TASK
The following entries are to be retyped in full, exactly as written.

------ TASK INPUT

PR #76, opened 2019-10-04
Update docs

tinmanjuggernaut:


doc/03_create-terrain.md
```diff
@@ -16,7 +16,48 @@ Now that your Godot Engine has voxel support built in, you can either download t
...
 1. Play your scene and you should see a terrain.
 
-![Generated voxel terrain](images/default-terrain.jpg)
+
+<img src="images/default-terrain.jpg" width="800" />
+
+
+
+## Create A Terrain In The Editor: VoxelLODTerrain + 3D Noise
+Here we'll look at VLT with a noise data stream.
```
Zylann: Don't use initials, prefer writing the full name of the node within backticks.

doc/07_performance-tips.md
```diff
@@ -0,0 +1,16 @@
+# Performance Tips
+
+* Disable VSync and set threading to Single Safe in the project settings. Terrain building and editing performs significnatly faster with these settings.
+
+* Excessive noise height will kill your performance, use with care. A height range of 300 can run at 300-400fps on a GTX1060, but a range of 6-10,000 might run at 30-40fps. Hopefully this will be addressed when occlusion culling is available in Godot 4.
```
Zylann: It may also be caused by the fact invisible LODs are still included in Godot's frustrum culling, which is itself not very good compared to what's coming in 4.0.

doc/07_performance-tips.md
```diff
@@ -0,0 +1,16 @@
...
+
+* Lower shadow distance. I might use 200-400 on a GTX1060, but maybe 20 or disabled on an integrated card.
```
Zylann: I wish I could tell the larger shadow maps to use only the lower LODs, but godot doesn't have any way to customize how shadows render so they always render the same amount of meshes the player would see from its point of view :shrug:

tinmanjuggernaut:
updated

Zylann:
Thanks!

------------

RESPONSE
PR #76, opened 2019-10-04
Update docs

tinmanjuggernaut:


doc/03_create-terrain.md
```diff
@@ -16,7 +16,48 @@ Now that your Godot Engine has voxel support built in, you can either download t
...
 1. Play your scene and you should see a terrain.
 
-![Generated voxel terrain](images/default-terrain.jpg)
+
+<img src="images/default-terrain.jpg" width="800" />
+
+
+
+## Create A Terrain In The Editor: VoxelLODTerrain + 3D Noise
+Here we'll look at VLT with a noise data stream.
```
Zylann: Don't use initials, prefer writing the full name of the node within backticks.

doc/07_performance-tips.md
```diff
@@ -0,0 +1,16 @@
+# Performance Tips
+
+* Disable VSync and set threading to Single Safe in the project settings. Terrain building and editing performs significnatly faster with these settings.
+
+* Excessive noise height will kill your performance, use with care. A height range of 300 can run at 300-400fps on a GTX1060, but a range of 6-10,000 might run at 30-40fps. Hopefully this will be addressed when occlusion culling is available in Godot 4.
```
Zylann: It may also be caused by the fact invisible LODs are still included in Godot's frustrum culling, which is itself not very good compared to what's coming in 4.0.

doc/07_performance-tips.md
```diff
@@ -0,0 +1,16 @@
...
+
+* Lower shadow distance. I might use 200-400 on a GTX1060, but maybe 20 or disabled on an integrated card.
```
Zylann: I wish I could tell the larger shadow maps to use only the lower LODs, but godot doesn't have any way to customize how shadows render so they always render the same amount of meshes the player would see from its point of view :shrug:

tinmanjuggernaut:
updated

Zylann:
Thanks!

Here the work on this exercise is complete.